Потом провёл по резной же лестнице к себе в кабинет.
Девушки в национальных одеждах стали подносить на стол угощение: сначала бешбармак — девушки поставили на стол огромное блюдо, где в густом бульоне плавал огромный кусок баранины и кусочки теста. Хозяин тут же разрезал мясо ножом и раздал всем по куску с костью. Потом внесли голову барана, которую Абиджамил торжественно вручил Александру. Тот, не дрогнув, отрезал уши, передал Максиму. Тот брезгливо взял уши и положил их на стол. Затем Алекс согнутым пальцем вырвал из бараньей пасти нёбо и протянул его Николь. Та слегка позеленела, но взяла нёбо в рот и стала вяло жевать. Абиджамил сиял: принял гостей как подобает!
Тут Максим скрипучим своим голосом произнёс: не думает ли Абиджамил, что этим угощением снял все проблемы и острые вопросы, которые существуют на его родине? Абиджамил, изумившись, сказал, что, конечно же, так не думает, хотя на самом деле именно так и думал.
Тут подали рыбу хе и мясо хе, но Максим демонстративно отодвинул глубокие пиалы и вынул блокнот. Сначала он спросил о главном: что министр думает о наступлении исламизма и национальной розни? Абиджамил ответил, что ничего этого нет — и горькая, уже привычная складка определилась в углу рта Максима. Мы осторожно, стараясь не издать звука, сосали и грызли мясо и рыбу... Неужели Максим думает, что именно сейчас и именно вот таким образом он защищает права людей! А мы кто? Мусор? А министр кто?
Максим, уже устало, скептически спросил о культуре: хотя это и был вопрос, который касался нашего хозяина. Тот долго говорил о театрах, институтах и техникумах, а Максим с усталой, всё той же скептической усмешкой смотрел на синий татуированный якорек на запястье министра — мол, разве бывают министры культуры с якорьком?.. Представьте себе — бывают!
Мы бесшумно выпили чаю с лепешками и стали откланиваться — праздник испорчен. Только Максим горделиво поблёскивал стекляшками: он приехал сюда не обжираться, он приехал докопаться до истины, как бы глубоко она ни была. А разве истина — глубоко?
Расстроенный хозяин, не зная, что придумать ещё, предложил нам посетить музей казахских национальных инструментов.
— Да вы заняты, наверное? — застеснялась я.
— Нет, нет! — радостно вскричал Абиджамил.
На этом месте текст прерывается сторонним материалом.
PR #154, opened 2024-01-27
Updated links

Dashboy1998:
## Context 

* Current link prompts you to login if you are not.
* If you are logged in but have not verified your email it will require you to do so.
* If you are logged in and have verified your email then it will forward you to the new link.

## Choices

* Changed to be the link to work without an account.

## Test instructions

1. Go to link / click images while not logged in.


Dashboy1998:
I'll say this is a strange bug. I only noticed it because I haven't had the need to make a docker hub account until now.

PR #155, opened 2024-01-27
Added setting graceful stop period

Dashboy1998:
## Context 

* Sometimes the server takes longer than the default 10 seconds to shutdown #156 

## Choices

* Added settings to set the grace period

## Test instructions

* Unsure of the maximum amount of time a server might take to shutdown.
* Unsure how create a scenario which makes the container take longer than 10 seconds to stop.
1. Ideally attempt to stop a which takes longer than 10 seconds to shutdown.


thijsvanloef:
What is your reasoning behind the 30s? And have you observed that within those 30s the container always shuts down gracefully?
I aks this because I was not able to test with a server that takes longer then 10 seconds to shutdown gracefully

Dashboy1998:
> What is your reasoning behind the 30s? And have you observed that within those 30s the container always shuts down gracefully? I aks this because I was not able to test with a server that takes longer then 10 seconds to shutdown gracefully

So far the highest I've seen it take is 24 seconds.

thijsvanloef (approved):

Мы переходили широкую современную улицу. Наверное, Максим мог бы гордиться ею, если бы вырос в степи, а не приехал из Парижа. Но он, увы, приехал.
Было по-прежнему холодно и туманно, и лишь ярко-голубой казахский флаг над министерством веселил глаз.
В музее пахло воском и еще чем-то, было сумрачно и пусто. Только в ярко освещённых стеклянных шкафах весёлые куклы-казахи справляли национальные праздники. В плоских стеклянных витринах висели инструменты: хобыз-домбра, адырна (на адырне играли только девушки), труба-керней, трубящая тревогу: выдолбленный ствол вставлялся в высушенную верблюжью гортань. Абиджамил подходил к витрине, важно нажимал кнопку — и тут же на все помещение раздавался записанный на пленку щиплющий или воющий звук именно этого инструмента.
— В прошлом году сделали! — гордо сказал Абиджамил.
Вообще, как я заметила, это было колоссальной сенсацией, что сам замминистра вёл экскурсию как простой экскурсовод — это сопровождалось восхищенными перешептываниями сбежавшегося персонала, скромным сиянием личности самого Абиджамила... Но, вообще-то, надо отметить, это всё скорее было сенсацией местного значения — мы достойным образом не могли оценить этого, а Максим вообще демонстративно покинул группу и следил своими говнодавами отдельно от всех. Единственное, что вдруг вызвало его интерес, — дверца в стене с надписью «Газ». Очки его засверкали, он подтащил к дверце женщину-директора музея и стал спрашивать: «Что это?» Женщина коротко ответила, что время от времени для дезинфекции инструментов всё помещение заполняется газом. «Вы удовлетворены?» После этого она вернулась к обожаемому заместителю министра и больше не спускала с него восхищённых глаз.
Александр тоже с восхищением следил за объяснениями своего друга:
— ...Ардак жатыген — семь струн, купол обвешан колокольцами. Асатаяк, бакса. Вот казахская гармошка — сырнай. А вот портрет — знаменитый Мырзатай — поэт, композитор и акробат. Во время народных праздников на полном скаку въезжал в селение, стоя в седле на голове и играя на сырнае!
Веселый старик!
— Орёл! — воскликнул Алекс.
Максим горько усмехнулся: мол, представляю, что можно сыграть, стоя на голове!